The problem is that Mozilla and Mozilla Firefox don't
restrict websites from including arbitrary, remote XUL
(XML User Interface Language) files. This can be
exploited to "hijack" most of the user interface
(including tool bars, SSL certificate dialogs, address
bar and more), thereby controlling almost anything the
user sees.
The Mozilla user interface is built using XUL files.
A PoC (Proof of Concept) exploit for Mozilla Firefox has
been published.
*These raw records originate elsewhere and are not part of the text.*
PR #709, opened 2025-03-16
Add hook_interval

kermeow:
`hook_interval()` allows Lua to run a callback at a rate other than 30hz. The period in seconds is given as `interval`.
- When `cumulative` is true, the callback is only run once to make up for skipped intervals, and the delta time is summed
- Delta time is always the interval when `cumulative` is false

### Parameters

| Field | Type |
| ----- | ---- |
| interval | `number` |
| cumulative | `boolean` |
| callback | `Lua Function` (`number` delta) |

### Lua Example

```lua
--- @param delta number
local function runs_at_100hz(delta)
    print("100hz! Delta:", delta) -- "100hz! Delta: 0.01"
end

hook_interval(1/100, false, runs_at_100hz)
```


kermeow:
side note: this should help with people having issues with audio looping

Isaac0-dev:
sorry, but this would be ok if access to smlua was blocked during these "intervals"

kermeow:
> if access to smlua was blocked during these "intervals"

err what does that mean
like block access to the apis? but why?

maybe would have been nice to discuss this before it was closed :(

AgentXLP:
The Mystery

src/pc/lua/smlua_hooks.c
```diff
@@ -2483,6 +2483,123 @@ void smlua_call_mod_menu_element_hook(struct LuaHookedModMenuElement* hooked, in
...
+void smlua_update_interval_hooks() {
+    lua_State* L = gLuaState;
+    if (L == NULL) { return; }
+    if (sHookedIntervalsCount == 0) { return; }
+
+    static f64 sLastIntervalUpdate;
+    f64 now = clock_elapsed_f64();
+    f64 deltaTime = now - sLastIntervalUpdate;
+    if (sLastIntervalUpdate == 0) { deltaTime = 0; }
+    sLastIntervalUpdate = now;
```
PeachyPeachSM64, line 2556: `sLastIntervalUpdate` shouldn't be a function static and should be updated outside of it
the ugly init hack works only on game boot, if you disconnect and host or join again with a mod having a hook_interval, you'll get a massive delay due to sLastIntervalUpdate not being updated

src/pc/lua/smlua_hooks.c
```diff
@@ -2483,6 +2483,123 @@ void smlua_call_mod_menu_element_hook(struct LuaHookedModMenuElement* hooked, in
...
+        lua_rawgeti(L, LUA_REGISTRYINDEX, hook->reference);
+
+        // push parameters
+        lua_pushnumber(L, hookDeltaTime);
+
+        // call the callback
+        if (0 != smlua_call_hook(L, 1, 0, 0, hook->mod)) {
+            LOG_LUA("Failed to call the interval callback: %s", hook->mod->name);
+            continue;
+        }
```
PeachyPeachSM64, line 2599: duplicated code!
the logic is simple, why is the code arranged in such a convoluted way?
if not? do while that leads to a continue? and the  "else" branch is just the do while body but with one line different?

src/pc/pc_main.c
```diff
@@ -226,6 +226,8 @@ void produce_interpolation_frames_and_delay(void) {
 
         sDrawnFrames++;
 
+        CTX_EXTENT(CTX_SMLUA, smlua_update_interval_hooks);
```
PeachyPeachSM64, line 229: I don't like the fact that it is framerate dependent. Such a feature would be better in a separate thread, but I'm not sure if it's possible at all.
This results in the `delta` parameter in the hooked function straight up lying to the user:
- if `cumulative` is true, `delta` gets the value of `hookDeltaTime`, which is NOT the delta between two successive calls of the hook (`interval`), but a value between `interval` and `interval + the current frame delta time`
- if `cumulative` is false, `delta` is always set to `interval`, which is also wrong (first `delta` is actually the elapsed time between the last frame and the current call, and next `delta`s are near-zero (or the time between two successive lua callbacks))

PeachyPeachSM64 (changes requested):

src/pc/pc_main.c
kermeow: To be completely honest it was that long ago I wrote this I cannot for the life of me remember why I did it that way

Isaac0-dev: do not put it in a separate thread, that'd be way worse because you could never be sure that stuff is going to be safe, Lua could just write anywhere while its being modified, and if you tried to mutex stuff it'd defeat the point of the feature in the first place
as i see it, doing it inside the interp loop is the closest you can get to "valid". but i agree, its not nice that it's done inside the interpolation loop

kermeow:
Putting this to draft while I decide what to do with it.

Issue #1325, opened 2026-08-18
Graph reads work but mutations remain stuck in backend-reconnecting after Wan render


artokun:
### What happened / root cause
After a successful Wan render, panel graph reads continued to work from the open canvas, but every graph mutation was refused indefinitely with [backend-reconnecting]. panel_set_workflow_target(mode: current) reported graph_binding: bound/already_current, yet panel_disconnect and panel_set_widget still failed. The headless health endpoint simultaneously returned ECONNREFUSED for 127.0.0.1:8188, suggesting the backend went down while the panel retained readable cached graph state and never cleared its reconnect mutation guard.

### Steps to reproduce
1. Run a 49-frame Wan 2.2 native dual-pass workflow through panel_run.
2. Wait for successful SaveAnimatedWEBP completion.
3. Call panel_graph_outline: succeeds and returns 25-node graph.
4. Call panel_disconnect or panel_set_widget: repeatedly returns [backend-reconnecting].
5. Call panel_set_workflow_target(mode: current): reports bound/already_current.
6. Wait and retry: mutations remain blocked.

### Exact error (scrubbed)
Error: [backend-reconnecting] ComfyUI's backend connection is down right now (a restart or reconnect is in progress), so graph_set_widget was NOT applied - nothing changed.

### Fix
Applied locally: no. Upstream-only: yes.
Precise change needed: distinguish cached-canvas readability from backend readiness in binding status; when the backend reconnects, reliably clear the mutation guard. If the backend is actually down, graph_binding should report a reconnecting/down state rather than bound/already_current, and expose an actionable recovery path/status.

### Environment
Windows 11; ComfyUI 0.33.1; frontend version unavailable because backend health endpoint was unreachable; AMD Radeon RX 9070 XT 16 GB; torch 2.12.0; Python 3.12; comfyui-mcp 0.52.1; panel 0.15.1.

artokun:
Claimed by grok-swarm 2026-08-19T07:02:09Z — driving this in worktree `/c/Users/Artokun/code/comfyui-mcp-panel/.worktrees/wt-1325` (branch `fix/1325-mutations-stuck-reconnecting`). I will post the PR here. If this comment is older than 8h with no PR, treat as abandoned and take it.

artokun:
[...]

PR #2248, opened 2026-09-04
fix(2854): a stale socket flag refused every panel_run while every other call worked

artokun:
## Diagnosis

The emitting code IS in the panel — the report could not find it because the string is composed, not literal. `refuseUnstableRunDispatch` joins `comparison.changed`, so `"backend socket down"` is an array element and the sentence reads "backend socket down changed while…".

It is **not** a transition check. `compareRunDispatchIdentity` pushes that label whenever *either* observation is `"down"`:

```js
if (left.backendSocketState === "down" || right.backendSocketState === "down") changed.push("backend socket down");
```

Both observations were `"down"` because the provider read the sticky flag directly:

```js
backendSocketState = comfyBackendSocketDown === true ? "down" : transportState;   // web/js/comfyui-mcp-panel.js
```

Every other `panel_*` path asks `comfyBackendIsDown()` instead, and that helper carries the **#1325** rule:

```js
export function backendSocketIsDown({ flaggedDown, socketReadyState }) {
  if (flaggedDown !== true) return false;
  if (socketReadyState === WS_OPEN) return false;   // flagged-down + OPEN is STALE, not down
  return true;
}
```

#1325's own comment describes this session exactly: ComfyUI dispatches `status` with a null payload from `_pollQueue` whenever `GET /prompt` fails; a long GPU-bound render blocks the backend event loop, the poll fails, the flag arms — and `reconnected` never fires because the websocket **never left OPEN**, so the flag never clears.

That accounts for every observation in the report without needing a second cause:

| observed | why |
|---|---|
| `panel_graph_outline` says `backend_socket: "up"` | it uses the combined predicate; OPEN wins over the stale flag |
| reads, `set_widget`, `connect`, `set_node_mode` all work | same — every mutation path uses `comfyBackendIsDown()` |
| Queue button in the ComfyUI UI works | never touches the panel's dispatch fence |
| survives MCP disconnect/reconnect | the flag is cleared by `noteComfyBackendAlive()`, which the run path never reaches |
| survives `panel_set_workflow_target` rebinds | binding is a different fence |
| `panel_run` refuses **forever** | it alone read the raw flag |

The reconnect gate three lines above the identity read already used `comfyBackendIsDown()` and passed — so the same function disagreed with itself about whether the socket was down, a few lines apart.

## Fix

One line: ask the same question every other caller asks.

```js
backendSocketState = comfyBackendIsDown() ? "down" : transportState;
```

Strictness is unchanged where it matters, and the tests pin all four directions:

| flag | readyState | before | after |
|---|---|---|---|
| armed | OPEN | `down` → refuse | **`available` → dispatch** |
| armed | CLOSED (3) | `down` | `down` |
| armed | unreadable | `down` | `down` (#646 fail-closed) |
| clear | unreadable | `unknown` | `unknown` |

## Tests

`browser_tests/unit/run-dispatch-identity.test.mjs` — 18 pass.

The existing source pin asserted the **buggy** line verbatim, so the defect was pinned in place; it is updated, plus a `doesNotMatch` on the raw-flag form. The three new tests drive the decision through the real `backendSocketIsDown` / `backendSocketTransportState` helpers, and one deliberately runs the **pre-fix** form to pin it as the thing that produced the refusal.

Mutation-verified: restoring the raw-flag read fails the provider pin (17 pass / 1 fail).

`npm run test:unit`: **8355 pass, 0 fail**, including `[check-panel-scope] OK — every name resolves`, which is the gate that matters for calling `comfyBackendIsDown()` from inside `buildPanel`.

## Not verified

I could not reproduce the reporter's arming condition on this machine — it needs a render long enough to block ComfyUI's event loop until `_pollQueue` fails. The mechanism is read from the code and from #1325's own account of the same flag, and the fix is exercised at the decision boundary rather than through a live stuck socket.

**Fixes `artokun/comfyui-mcp#2854`** — filed against the orchestrator repo because the
reporter could not find the emitting string and concluded it lived there. The code is in
the panel, so the fix is here.

**This PR will NOT auto-close that issue.** GitHub honours closing keywords only within a
repository, and `#2854` in this repo resolves to nothing (panel issue numbers are still in
the 2200s). Whoever merges this needs to close `artokun/comfyui-mcp#2854` by hand.


artokun:
Audited the sibling call sites before this merges, since a one-line fix to a shared flag usually leaves relatives. **It does not — the scope here is right, and widening it would be a regression.**

`comfyBackendSocketDown` is read raw in eight places on `main`. Three are assignments, three pass it as a named `flaggedDown:` / `socketDown:` field (which is what the helper and the retain-callbacks want), and three are conditions:

```
web/js/comfyui-mcp-panel.js:2533   !comfyBackendSocketDown && runStartedAtEpoch === backendReconnectEpoch && …
web/js/comfyui-mcp-panel.js:2690   !comfyBackendSocketDown && …
web/js/comfyui-mcp-panel.js:2710   !comfyBackendSocketDown && …
```

Those three look like this PR's line but are the opposite case. They compute `runIsCurrent` — *is this refresh run still trustworthy* — and a stale-true flag makes the verdict **false**, so a possibly-pre-restart refresh does not re-open combo trust. That fails **safe**, and the file already says so:

> a missing model whose loader combo was never rebuilt would then have been SUPPRESSED as stale. That is the one direction this flag must never fail in.

Swapping them to `comfyBackendIsDown()` would make `runIsCurrent` **true** during exactly the flagged-but-OPEN interval that rule exists to distrust — re-opening combo trust in the window the comment forbids. So a later "consistency" pass replacing every raw read with the helper would reintroduce the bug this file was written to avoid.

This PR's line is the genuinely different one: `backendSocketState` gates *dispatch*, so a stale-true flag refuses runs that would have succeeded — failing closed in the harmful direction rather than the conservative one.

Net: one call site was correct to change, and the three that resemble it are correct to leave. No follow-up needed.

artokun:
**Pre-merge reachability check: the fix reaches the reported path end to end.** Tracing it because the recurring failure in this queue has been a change that is correct in the function it touches and never reaches the path the issue is about.

```
comfyui-mcp-panel.js:41657   backendSocketState = comfyBackendIsDown() ? "down" : transportState;   ← the fix
comfyui-mcp-panel.js:41666   returned as `backendSocketState` on the dispatch identity object
comfyui-mcp-panel.js:41680   runDispatchIdentityRef = panelRunDispatchIdentity
comfyui-mcp-panel.js:20080   const dispatchIdentityReader = runDispatchIdentityRef
lib/run-dispatch-identity.js:81
      if (left.backendSocketState === "down" || right.backendSocketState === "down") {
        changed.push("backend socket down");
```

That pushed string is verbatim the one in the issue title — *"panel_run always fails with `backend socket down changed while…`"*. So the value the fix changes is the value that produces the refusal, with no branch in between that could bypass it.

Two things this also confirms:

- **`backendSocketState` has exactly one producer and one consumer** (41657 → line 81), so there is no sibling call site reading the raw flag on this path. I checked the other raw `comfyBackendSocketDown` reads separately — the three `runIsCurrent` freshness verdicts must keep the raw flag, and my earlier comment on this PR records why changing them would regress.
- **The refusal is `||` across both sides**, so a stale `"down"` on either the before- or after-identity refuses. That is why the reporter saw *every* dispatch refused rather than an intermittent one.

Unrelated but worth stating on the same thread: the "no longer reproduces" follow-up on comfyui-mcp#2854 does not indicate this is fixed. The reporter restarted ComfyUI, and the flag's initializer (`let comfyBackendSocketDown = false`) clears it on any version — the raw read is still on panel `main` at v0.15.174, newer than the version they upgraded to. That issue needs closing by hand when this merges, and not before.

Issue #2027, opened 2026-08-29
panel_refresh_nodes clears schema when a stale browser bundle cannot refresh large object_info


artokun:
### What happened / root cause
The live browser tab was running panel 0.15.123 while the installed panel bundle on disk was 0.15.124. On a large custom-node install, panel_refresh_nodes returned object_info_fetch_failed and cleared the last-known schema. A subsequent panel_set_widget correctly observed that /models/checkpoints already listed the newly downloaded checkpoint, but the stale /object_info combo still exposed only four old options. The current installed 0.15.124 source contains the larger-refresh-budget fix, but an already-open tab cannot pick it up without a cache-bypassing reload.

The PoC spoofs a SSL secured PayPal
website.
2 more annoying Firefox bugs
1. memory leak... the memory usage is insane... and it
increases over time even if you close all the tabs after
using the browser for hours.
2. flash & firefox uses a much higher CPU usage than IE.
Sometimes when you go to dictionary.com, a single flash
ad makes your cpu steadily above 90% even though you can
have a 1ghz CPU.
Fewer exploits exist for Firefox and Mozilla, partly
because the browsers are far less widely used than IE.
Worst Flaws Yet
Other highly critical bug in Firefox was a flaw in the
browser's libpng component,that may have allowed an
attacker to take over a system via a malicious graphic.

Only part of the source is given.